In the present study, the bacterial consortium and the individual strains of B. cereus and P. aeruginosa resulted in an effective biodegradation process under different phenolic syntan concentrations up to 2000 ppm. It confirmed that Pseudomonas is promising in degrading phenolic syntan up to 2000 ppm within 72 h when compared to Bacillus and could be used effectively in the treatment of tannery wastewater. However, it should be noted that P. aeruginosa needs proper care while using it for the studies and hence, precautions should be taken to avoid exposure to aerosols from bacterial cultures.

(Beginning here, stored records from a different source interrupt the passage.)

PR #2089, opened 2025-12-17
Security OAuth2: Support Keycloak >= 18 logout params via configurable provider version

knobo:
This PR improves Keycloak RP-initiated logout handling in `KeycloakEndSessionEndpoint` by switching between legacy and modern logout parameters based on a configurable provider version.

#### What changed

- Added `OauthClientConfiguration#getVersion()` (default `null`) to represent the **provider/server version** used for feature support decisions.
    
- Implemented `version` property in `OauthClientConfigurationProperties` with getter/setter for configuration binding.
    
- Updated `KeycloakEndSessionEndpoint`:
    
    - Uses `redirect_uri` for Keycloak versions **< 18.0.0**.
        
    - Uses `post_logout_redirect_uri` for Keycloak versions **\>= 18.0.0**.
        
    - Adds `id_token_hint` if available, otherwise falls back to `client_id` and logs a debug message.
        
    - Uses Micronaut `SemanticVersion` parsing with a safe default (invalid/blank version → modern behavior).
        

#### Why

Keycloak 18 introduced/standardized `post_logout_redirect_uri` for RP-initiated logout flows, while older versions use `redirect_uri`. This change enables correct parameter usage without hardcoding assumptions in the endpoint.

#### Configuration

Example:

```yaml
micronaut:
  security:
    oauth2:
      clients:
        keycloak:
          version: "18.0.0"
```

#### Backward compatibility question

This change preserves backward compatibility with Keycloak versions prior to 18 by switching behavior based on the configured provider version.

That said, I’d like feedback on whether supporting legacy logout behavior is still desirable at all. Keycloak is a security-critical component, and older versions that require `redirect_uri` are no longer security-maintained upstream.

If Micronaut Security prefers to:

- **require modern Keycloak versions**, or
    
- **drop legacy logout support entirely**, or
    
- **support both only for a limited transition period**
    

I’m happy to adjust the implementation accordingly (including simplifying the logic and/or documentation).

### DIFF
--- a/security-oauth2/src/main/java/io/micronaut/security/oauth2/configuration/OauthClientConfiguration.java
+++ b/security-oauth2/src/main/java/io/micronaut/security/oauth2/configuration/OauthClientConfiguration.java
@@ -147,4 +147,13 @@ public interface OauthClientConfiguration extends Toggleable {
     default boolean isProxyWellKnownOpenidConfiguration() {
         return false;
     }
+
+    /**
+     * @return The version of the provider (e.g. "18.0.0"). Used to determine feature support.
+     * @since 5.0.0
+     */
+    @Nullable
+    default String getVersion() {
+        return null;
+    }
 }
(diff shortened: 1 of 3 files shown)


knobo:
Now, I see that there is already done some work on that here #1049
But I think it is important to move this issue forward, as Keycloak should be up-to-date and security patched, and actually I think we should drop backward compatibility.

knobo:
Solved by this: #2090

The growth of society will continue to be hampered by the production of hazardous waste materials, and hence it is imperative to develop efficient strategies for waste management. The use of biotechnology may help in the development of biological systems that initiate the detoxification, degradation or decontamination of environmental pollutants. Microbial degradation of phenol and its derivatives using various microbes has been the focus of scientific interest for a number of decades and is currently practiced for the treatment of industrial wastewaters. This can be done by employing both pure and mixed cultures of microorganisms and enzymes. The findings of this study suggest that aerobic method of degradation can be healthy and promising for effective wastewater treatment containing phenol and its derivatives. The further work includes the development of technology for the treatment of syntan-containing wastewater from the knowledge generated as a result of this work.